PR #4116, opened 2016-07-08
Fix check to make difference between image ad file in attachments

xillibit:
Pull Request for Issue # .
#### Testing Instructions

When you do a reply or new topic, add or drag & drop attachments (image or file) and check that the error message which said that the file or image has exceed the limit set in configuration. 

Try by setting in Kunena configuration differents limit for the size for image and file.

### DIFF
--- a/src/libraries/kunena/upload/upload.php
+++ b/src/libraries/kunena/upload/upload.php
@@ -329,7 +329,7 @@ class KunenaUpload
 
 				$size += $bytes;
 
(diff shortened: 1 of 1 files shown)


xillibit:
I have just added testing instructions

@rich20 : can-you test it ?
::::
→ Assignment
Set apart and copy each line of the records that holds the word "attachments".

→ Answer for this exercise
Fix check to make difference between image ad file in attachments
When you do a reply or new topic, add or drag & drop attachments (image or file) and check that the error message which said that the file or image has exceed the limit set in configuration. 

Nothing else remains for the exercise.